魚介類が豊富で、食べ物がおいしいガリシア州。このワイナリーの白ワインも魚介類との相性抜群!ワインだけでもおいしいですが、食事を引き立ててくれる陰の立役者とでも言えるのがこの「Terras Gauda(テーラス・ガウダ)グループ」のワインです。
今回は、グループ発祥の白ワインのワイナリー「Terras Gauda (テーラス・ガウダ)」について紹介していきます。
ユニークなブドウ畑とブドウの種類
2020年9月18日、午前11時にワイナリー見学が始まりました。1週間程前に予約の電話を入れると、「丁度ブドウの収穫真っ盛りなので、普段見れない光景も見学できますね!」と言われ楽しみにしていました。ただ、雨が降るという天気予報だったのでちょっと心配しましたが、最終的には雨も降らず気持ちの良い一日でした。
予定の時刻にワイナリーまで行くと、エノツーリズム(ワインツーリズム)担当のベゴーニャが迎えてくれました。彼女がバンでブドウ畑まで連れて行ってくれます。バンに乗り込むと、まず、名前の由来の説明がありました。「Terras Gauda (テーラス・ガウダ)」の「Gauda(ガウダ)」の意味には、二通りの説があるとのことで、一つ目は、守り人に対して与えたゴード人のことだという説と、二つ目は、ラテン語の意味である「Tierra de Alegría」、「歓喜の土地」という意味。この辺りは肥沃な土地で、今でも果物、野菜、花や鑑賞用の植物の栽培が盛んなところだそうです。作物に恵まれた「喜びの土地」、素敵な名前ですね。

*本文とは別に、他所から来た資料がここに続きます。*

PR #671, opened 2020-05-21
fix(switch): Fix click target for switch

mannycarrera4:
## Summary

Fixes: https://github.com/Workday/canvas-kit/issues/657

Make the input display block pinning the input to the left

## Before:
Screen Shot 2020-05-21 at 2 49 15 PM

## After: 
Screen Shot 2020-05-21 at 2 53 07 PM

### DIFF
--- a/modules/switch/react/lib/Switch.tsx
+++ b/modules/switch/react/lib/Switch.tsx
@@ -63,6 +63,7 @@ const SwitchInput = styled('input')<SwitchProps>(
     marginLeft: spacing.xxxs,
     borderRadius: borderRadius.circle,
     opacity: 0,
+    display: 'block', // make click target width of input
   },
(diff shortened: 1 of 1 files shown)


modules/switch/react/lib/Switch.tsx
```diff
@@ -63,6 +63,7 @@ const SwitchInput = styled('input')<SwitchProps>(
     marginLeft: spacing.xxxs,
     borderRadius: borderRadius.circle,
     opacity: 0,
+    display: 'block', // make click target width of input
```
lychyi, line 66: I don't think this comment is quite accurate. 1) It doesn't change the width and 2) this _is_ the input 😄 

This is makes the input a block element which fixes this by pinning the input to the left (in left-to-right that is)

PR #672, opened 2020-05-22
fix(select): Fix miscellaneous UI issues

jamesfan:
## Summary

Packages a few UI fixes to the Select component:

1. Improves the button border animation when blurring off of the menu. Previously, the button animation (from a thicker blue border to a thinner gray border) triggered _after_ the menu faded out on blur, creating a disjointed visual. Now, the button animation is synced with the menu fade out animation.

2. Previously, the button was not receiving focus after it had been clicked to dismiss the menu. This has been fixed.

3. Adjusts option selection to occur on click rather than mousedown to be more consistent with how a native select option behaves.

4. Prevents options from inheriting `text-align`.

## Checklist

- [x] `yarn test` passes


lychyi:
Do you think we can fix another UI issue here? It can be a separate PR too.

When the container specifies the `text-align` property the SelectOptions inherit that alignment too. We found this as part of an issue identified in #657.

Screen Shot 2020-05-20 at 3 12 08 PM

modules/_labs/select/react/lib/SelectBase.tsx
```diff
@@ -187,12 +189,12 @@ const SelectButton = styled('button')<Pick<SelectBaseProps, 'error' | 'grow' | '
       },
     },
   },
-  ({error, isMenuHidden}) => {
+  ({error, isMenuHidden, isMenuHiding}) => {
```
alanbsmith, line 192: This isn't relevant to this PR, but I really don't like that `isMenuHidden` and `isMenuHiding` are decoupled bits of state. This feels like something we should fix later on. I would opt for a `menuVisibility` state that can either be `visible`, `hiding`, or `hidden`.

jamesfan: Good call, might be a quick fix I can address in this PR -- otherwise, I'll make a note of it for a later PR (or maybe package it into #641 since I'm already making adjustments to the menu there).

alanbsmith: Yeah, no worries. I don’t want to introduce scope creep on what would be an isolated change. Totally up to you. 👍

jamesfan:
@anicholls I'll handle the suggestions from @alanbsmith in a separate PR. Merged.

Issue #675, opened 2020-05-25
Avatar misaligned on IE


alexandrzavalii:
## 🐛 Bug Report

Avatar is missaligned on IE with version 4.

<img width="433" alt="Screen Shot 2020-05-25 at 3 58 15 PM" src="https://user-images.githubusercontent.com/10633451/82824231-de509380-9ea0-11ea-9637-163c695c43eb.png">

## Browser (if applicable)

IE11

anicholls:
Closed by #676

PR #676, opened 2020-05-25
fix(avatar): Fix misalignment on ie11

alexandrzavalii:
## Summary

fixes: #675 

## Checklist

- [x] `yarn test` passes


lychyi:
We will have to add some visual tests against this before merging. Someone on the core team can do that. But I just did a very similar fix so this PR looks like the right direction. We just got to be careful if borders can change width in different states.

alexandrzavalii:
@lychyi I can try adding visual testing myself.
is it by just adding additional "Visual Testing" story?

modules/avatar/react/lib/Avatar.tsx
```diff
@@ -68,26 +67,28 @@ const StyledContainer = styled('button', {
...
-    height: size,
-    width: size,
-  }),
-  ({variant, onClick}) => ({
-    cursor: onClick ? 'pointer' : 'default',
     '&:not([disabled])': {
       '&:focus': {
         outline: 'none',
-        ...(variant === AvatarVariant.Dark ? focusRing({separation: 2}) : focusRing()),
+        ...focusRing({separation: 2}),
```
anicholls, line 73: Note for posterity: I realized that there are no guarantees of the avatar color regardless of the variant so it doesn't make sense for this to be conditional

modules/common/react/lib/styles/hideMouseFocus.ts
```diff
@@ -5,9 +5,9 @@ import {CSSObject} from '@emotion/core';
  * Requires wrapping your components in an InputProvider component.
  */
 export const hideMouseFocus: CSSObject = {
-  [`[data-whatinput='mouse'] &:focus,
-    [data-whatinput='touch'] &:focus,
-    [data-whatinput='pointer'] &:focus`]: {
+  [`[data-whatinput="mouse"] &:focus,
```
lychyi, line 8: Can we back out of the formatting changes here and in `styled.ts` below?

anicholls: These aren't formatting - this was intentional. I ran into issues with the `StaticStates` wrapper because it the regex was looking for `"` and not `'`. 

I updated this to be more technically correct (attributes generally use `"`), and updated the regex in `styled` to catch either

Issue #678, opened 2020-05-26
ToastPopup actionLink on same line as Toast message


Andy93:
## 🐛 Bug Report

Action Link is on the same line as the toast message now and it should be below

## To Reproduce

Steps to reproduce the behavior: Create a toast component with Actionlink and toast message : https://codesandbox.io/s/toast-regression-on-v4-l6cv8?file=/src/index.tsx

## Expected Behavior

Action link to be below the toast message

## Actual Results

Action link is on the same line as the toast message

## Browser (if applicable)

Chrome

## Link to repl or repo (highly encouraged)

Toast component

![Screenshot 2020-05-26 at 15 38 10](https://user-images.githubusercontent.com/1674471/82918289-68b1f980-9f6c-11ea-8687-2bb5dc0e509f.png)

mannycarrera4:
hey @Andy93 thanks for submitting the issue!

Looks like in `v4` we migrated some `type` styles and since the action button extends our `link` type style, it's adding a `display: inline-block` : https://github.com/Workday/canvas-kit/blob/prerelease/v4/modules/core/react/lib/type.ts#L142 resulting in the behavior that you're seeing.

This should be a simple fix to override that display property to `display: block` or `display:flex`

alexandrzavalii:
Thanks for getting back! this is the style for the button.
```
const ActionButton = styled('button')({
  display: 'block',
  backgroundColor: 'transparent', // To prevent Safari from rendering grey 'buttonface' as bgcolor
  border: 'none',
  padding: 0,
  marginTop: spacing.xxxs,
  ...type.body2,
  ...type.variant.link,
});
```
Should we move all the destructuring at the top of the object?

mannycarrera4:
@alexandrzavalii I was just discussing this with ! That might be the approach we take. Still figuring out if  that's what we want to do or use something like `HyperLink` component, however, that changes the design a bit.

anicholls:
Closed by #682

PR #682, opened 2020-05-27
fix(toast): Action link align on new line

alexandrzavalii:
## Summary

fixes: #678 

## Checklist

- [x] `yarn test` passes
      applicable


modules/toast/react/stories/stories_visualTesting.tsx
```diff
@@ -39,7 +39,7 @@ storiesOf('Components|Popups/Toast/React/Visual Testing', module)
       >
         {props => (
           <Toast transformOrigin={null} aria-label="Play" {...props}>
-            Your workbook was successfully processed.
+            Successfully processed.
```
mannycarrera4, line 42: This is to prove that when the text is a single line, the link won't wrap up. 👍 

You can maybe add a story that has multiple lines to cover that use case as well

alexandrzavalii: will do!
thanks

modules/core/react/lib/type.ts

車でしばらく行くと、両側にブドウ畑が広がってきました。早速、車を降りてベゴーニャの説明がありました。「Terras Gauda (テーラス・ガウダ)」では、垣根仕立て(スペイン語では”Espaldera”といいます)によるブドウの栽培が行われています。垣根仕立てによるメリットは、垂直に伸びていくので雨が降っても水はけがよく菌が発生しにくいということと、棚仕立て(”Parra”)のように陰を作らないので、全てのブドウの実に太陽の光が行き届いて実が完熟し、ムラのないブドウの実を収穫することができ、ワインを造る段階で高品質かつムラのない品質を保つことができること。デメリットとしては、棚仕立てに比べると、収穫量が40%ほど少ないということ。「Terras Gauda (テーラス・ガウダ)」では、プレミアムワインやウルトラプレミアムワインを主に生産することを目的としているため、この垣根仕立てによる高品質を追求したブドウの栽培が採用されている訳です。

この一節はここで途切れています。